Outro Neto, com a avó
O segundo é um fado antigo, dos anos 1960 (A carta do adeus, de Mário M. Pereira), gravado pela sua mãe, Deolinda Maria (1939-2008). "Foi passado do vinil para digital, ficou com aquele fritado e tudo, para dar a entender que não havia aqui manipulações." Mas aos músicos originais, Francisco Carvalhinho (guitarra portuguesa), Pais da Silva (viola) e Liberto Conde (baixo acústico), juntou-se o contrabaixo de um outro Neto, Ricardo de seu nome, filho de José Manuel Neto e neto de Deolinda Maria. "Toca com a avó, minha mãe. Gravou numa pista à parte por cima. Ouviu, várias vezes, e depois tocou."
Mas Ricardo Neto, 22 anos, não tem qualquer relação com o fado. "Está a estudar no Conservatório de Amesterdão e já vai fazendo concertos com a orquestra do Concertgebouw. Tudo clássico.

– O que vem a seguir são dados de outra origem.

Issue #134, opened 2019-02-27
Investigate using HttpClientFactory for gRPC client


JamesNK:
HttpClientFactory background - https://docs.microsoft.com/en-us/aspnet/core/fundamentals/http-requests

Investigate using HttpClientFactory to create gRPC clients inside the context of Grpc.AspNetCore.Server.

Standard HttpClientFactory benefits:
* DI driven
* Inject cross-cutting concerns
* Smart HttpClient pooling

Possible gRPC specific benefits:
* Hide setting up the CallInvoker inside the factory
* Automatically propagate deadline, cancellation context, correlation and tracing identifier

// @rynowak

PR #142, opened 2019-03-06
Create gPRC HttpClient project and HttpClientFactory integration

JamesNK:
Addresses https://github.com/grpc/grpc-dotnet/issues/134

* Adds John's gRPC HttpClient implementation as `Grpc.NetCore.HttpClient` project
* Adds HttpClientFactory integration as `Grpc.AspNetCore.Server.GrpcClient` project. @rynowak it would be great if you lend your expert eyes to this area

This PR contains experimental and prototype code but does not touch Grpc.AspNetCore.Server.

There are many many issues to decide on and clean up in future PRs:

* Tests. There is one integration test. Need more
* Split client types out from Grpc.Core to Grpc.Core.Api and change `Grpc.NetCore.HttpClient`'s package reference
* `HttpClientCallInvoker` has some issues: exceptions are not thrown back to the caller, I noticed duplex content was not returned until the caller was closed
* Update HttpClientCallInvoker to use trailer headers. Blocked on HttpClient updates
* c-core gRPC clients are thin wrappers over a channel, and the channel is disposed of. Need to figure out what the life-cycle of the HttpClient will be when used with a gRPC client.
* Figure out what server values can be automatically propagated to a client in the HttpClientFactory. Deadline, cancellation token, propagation token. Are there others?

### DIFF
--- a/build/dependencies.props
+++ b/build/dependencies.props
@@ -9,9 +9,10 @@
     <MicrosoftAspNetCoreTestHostPackageVersion>3.0.0-preview-18579-0056</MicrosoftAspNetCoreTestHostPackageVersion>
     <MicrosoftExtensionsLoggingTestingPackageVersion>2.0.0-*</MicrosoftExtensionsLoggingTestingPackageVersion>
     <MicrosoftNETTestSdkPackageVersion>16.0.0-preview-20181205-02</MicrosoftNETTestSdkPackageVersion>
+    <MicrosoftSourceLinkGitHubPackageVersion>1.0.0-beta2-18618-05</MicrosoftSourceLinkGitHubPackageVersion>
     <MoqPackageVersion>4.10.0</MoqPackageVersion>
     <NunitPackageVersion>3.11.0</NunitPackageVersion>
     <Nunit3TestAdapterPackageVersion>3.12.0</Nunit3TestAdapterPackageVersion>
-    <MicrosoftSourceLinkGitHubPackageVersion>1.0.0-beta2-18618-05</MicrosoftSourceLinkGitHubPackageVersion>
+    <SystemIOPipelinesPackageVersion>4.6.0-preview.19073.11</SystemIOPipelinesPackageVersion>
   </PropertyGroup>
 </Project>
--- a/examples/Clients/Chatter/Program.cs
+++ b/examples/Clients/Chatter/Program.cs
@@ -17,12 +17,16 @@
 #endregion
 
 using System;
+using System.IO;
+using System.Net.Http;
 using System.Runtime.InteropServices;
+using System.Security.Cryptography.X509Certificates;
 using System.Threading;
 using System.Threading.Tasks;
 using Chat;
 using Common;
 using Grpc.Core;
+using Grpc.NetCore.HttpClient;
 
 namespace Sample.Clients
 {
@@ -39,10 +43,8 @@ namespace Sample.Clients
             var name = args[0];
 
             // Server will only support Https on Windows and Linux
-            var credentials = RuntimeInformation.IsOSPlatform(OSPlatform.OSX) ? ChannelCredentials.Insecure : ClientResources.SslCredentials;
-
-            var channel = new Channel("localhost:50051", credentials);
-            var client = new Chatter.ChatterClient(channel);
+            var certificate = RuntimeInformation.IsOSPlatform(OSPlatform.OSX) ? null : new X509Certificate2(Path.Combine(Resources.CertDir, "client.crt"));
+            var client = GrpcClientFactory.Create<Chatter.ChatterClient>(@"https://localhost:50051", certificate);
 
             using (var chat = client.Chat())
             {
@@ -67,7 +69,7 @@ namespace Sample.Clients
             }
 
             Console.WriteLine("Shutting down");
-            channel.ShutdownAsync().Wait();
+            //client.Dispose();
             Console.WriteLine("Press any key to exit...");
             Console.ReadKey();
 
--- a/examples/Clients/Chatter/Program.cs
+++ b/examples/Clients/Chatter/Program.cs
@@ -17,16 +17,12 @@
 #endregion
 
 using System;
-using System.IO;
-using System.Net.Http;
 using System.Runtime.InteropServices;
-using System.Security.Cryptography.X509Certificates;
 using System.Threading;
 using System.Threading.Tasks;
 using Chat;
 using Common;
 using Grpc.Core;
-using Grpc.NetCore.HttpClient;
 
 namespace Sample.Clients
 {
@@ -43,8 +39,10 @@ namespace Sample.Clients
             var name = args[0];
 
             // Server will only support Https on Windows and Linux
-            var certificate = RuntimeInformation.IsOSPlatform(OSPlatform.OSX) ? null : new X509Certificate2(Path.Combine(Resources.CertDir, "client.crt"));
-            var client = GrpcClientFactory.Create<Chatter.ChatterClient>(@"https://localhost:50051", certificate);
+            var credentials = RuntimeInformation.IsOSPlatform(OSPlatform.OSX) ? ChannelCredentials.Insecure : ClientResources.SslCredentials;
+
+            var channel = new Channel("localhost:50051", credentials);
+            var client = new Chatter.ChatterClient(channel);
 
             using (var chat = client.Chat())
             {
@@ -69,7 +67,7 @@ namespace Sample.Clients
             }
 
             Console.WriteLine("Shutting down");
-            //client.Dispose();
+            await channel.ShutdownAsync();
             Console.WriteLine("Press any key to exit...");
             Console.ReadKey();
 
--- a/src/Grpc.AspNetCore.Server.GrpcClient/DefaultGrpcClientFactory.cs
+++ b/src/Grpc.AspNetCore.Server.GrpcClient/DefaultGrpcClientFactory.cs
@@ -1,0 +1,55 @@
+﻿#region Copyright notice and license
+
+// Copyright 2019 The gRPC Authors
+//
+// Licensed under the Apache License, Version 2.0 (the "License");
+// you may not use this file except in compliance with the License.
+// You may obtain a copy of the License at
+//
+//     http://www.apache.org/licenses/LICENSE-2.0
+//
+// Unless required by applicable law or agreed to in writing, software
+// distributed under the License is distributed on an "AS IS" BASIS,
+// WITHOUT WARRANTIES OR CONDITIONS OF ANY KIND, either express or implied.
+// See the License for the specific language governing permissions and
+// limitations under the License.
+
+#endregion
+
+using Grpc.Core;
+using Microsoft.Extensions.DependencyInjection;
+using Microsoft.Extensions.Options;
+using System;
+using System.Net.Http;
+
+namespace Grpc.AspNetCore.Server.GrpcClient
+{
+    internal class DefaultGrpcClientFactory : IGrpcClientFactory
+    {
+        private readonly IServiceProvider _serviceProvider;
+        private readonly IHttpClientFactory _httpClientFactory;
+        private readonly IOptionsMonitor<GrpcClientOptions> _clientOptionsMonitor;
+
+        public DefaultGrpcClientFactory(IServiceProvider serviceProvider, IHttpClientFactory httpClientFactory, IOptionsMonitor<GrpcClientOptions> clientOptionsMonitor)
+        {
+            _serviceProvider = serviceProvider;
+            _httpClientFactory = httpClientFactory;
+            _clientOptionsMonitor = clientOptionsMonitor;
+        }
+
+        public TClient CreateClient<TClient>(string name) where TClient : ClientBase
+        {
+            var options = _clientOptionsMonitor.Get(name);
+            if (!options.ExplicitlySet)
+            {
+                throw new InvalidOperationException($"No gRPC client configured with name '{name}'.");
+            }
+
+            var httpClient = _httpClientFactory.CreateClient(name);
+
+            var typedHttpClientFactory = _serviceProvider.GetRequiredService<INamedTypedHttpClientFactory<TClient>>();
+
+            return typedHttpClientFactory.CreateClient(httpClient, name);
+        }
+    }
+}
--- a/src/Grpc.AspNetCore.Server.GrpcClient/Grpc.AspNetCore.Server.GrpcClient.csproj
+++ b/src/Grpc.AspNetCore.Server.GrpcClient/Grpc.AspNetCore.Server.GrpcClient.csproj
@@ -2,6 +2,7 @@
 
   <PropertyGroup>
     <TargetFramework>netcoreapp3.0</TargetFramework>
+    <GenerateDocumentationFile>true</GenerateDocumentationFile>
   </PropertyGroup>
 
   <ItemGroup>
--- a/src/Grpc.AspNetCore.Server.GrpcClient/Grpc.AspNetCore.Server.GrpcClient.csproj
+++ b/src/Grpc.AspNetCore.Server.GrpcClient/Grpc.AspNetCore.Server.GrpcClient.csproj
@@ -1,0 +1,13 @@
+﻿<Project Sdk="Microsoft.NET.Sdk">
+
+  <PropertyGroup>
+    <TargetFramework>netcoreapp3.0</TargetFramework>
+  </PropertyGroup>
+
+  <ItemGroup>
+    <FrameworkReference Include="Microsoft.AspNetCore.App" />
+
+    <ProjectReference Include="..\Grpc.NetCore.HttpClient\Grpc.NetCore.HttpClient.csproj" />
+    <PackageReference Include="Grpc.Core" Version="$(GrpcCorePackageVersion)" />
+  </ItemGroup>
+</Project>
--- a/src/Grpc.AspNetCore.Server.GrpcClient/Grpc.AspNetCore.Server.GrpcClient.csproj
+++ b/src/Grpc.AspNetCore.Server.GrpcClient/Grpc.AspNetCore.Server.GrpcClient.csproj
@@ -8,6 +8,7 @@
   <ItemGroup>
     <FrameworkReference Include="Microsoft.AspNetCore.App" />
 
+    <ProjectReference Include="..\Grpc.AspNetCore.Server\Grpc.AspNetCore.Server.csproj" />
     <ProjectReference Include="..\Grpc.NetCore.HttpClient\Grpc.NetCore.HttpClient.csproj" />
     <PackageReference Include="Grpc.Core" Version="$(GrpcCorePackageVersion)" />
   </ItemGroup>
--- a/src/Grpc.AspNetCore.Server.GrpcClient/GrpcClientOptions.cs
+++ b/src/Grpc.AspNetCore.Server.GrpcClient/GrpcClientOptions.cs
@@ -46,5 +46,8 @@ namespace Grpc.AspNetCore.Server.GrpcClient
         /// A flag that indicates whether the request deadline should be propagated to client calls. Defaults to true.
         /// </summary>
         public bool UseRequestDeadline { get; set; } = true;
+
+        // This property is set internally. It is used to check whether named configuration was explicitly set by the user
+        internal bool ExplicitlySet { get; set; }
     }
 }
--- a/src/Grpc.AspNetCore.Server.GrpcClient/GrpcClientOptions.cs
+++ b/src/Grpc.AspNetCore.Server.GrpcClient/GrpcClientOptions.cs
@@ -1,0 +1,32 @@
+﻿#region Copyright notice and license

Embora lá no conservatório já se comece a misturar as aulas de jazz com as da clássica." Joel Pina ouviu a parte de Ricardo Neto e perguntou a José Manuel: "Ele esteve a ouvir os meus discos?" "O Joel Pina encontrou ali um pulsar muito parecido, mas a verdade é que o Ricardo nunca ouviu um disco mesmo de fado. O que ele conhece, e pouco, são as coisas mais mexidas da Mariza ou da Ana Moura."
Porquê A carta do adeus? "Havia coisas que se gravavam que não foram deixando rasto, gravadas para editoras que já não existem. Este fado é de um dos primeiros discos dela, o primeiro ou o segundo. E tem o Francisco Carvalhinho que, dos grandes guitarristas, grandes nomes (da geração do José Nunes, Jaime Santos, Raul Nery) foi o único que eu ainda vi tocar ao vivo. E foi uma das minhas fontes de inspiração."
No futuro, José Manuel Neto tenciona apostar em originais. "Não vou só gravar temas meus, vou também pedir a outros compositores. Mesmo os que habitualmente não compõem para guitarra portuguesa." Diz que não tem receio de compor, mas o que o preocupa é sobretudo o resultado. "Sou muito crítico em relação às minhas coisas. Neste instrumento temos de ter cuidado a fazer as coisas, ao compor, para não descaracterizar. Porque senão parece outro instrumento de cordas, soa como um instrumento qualquer."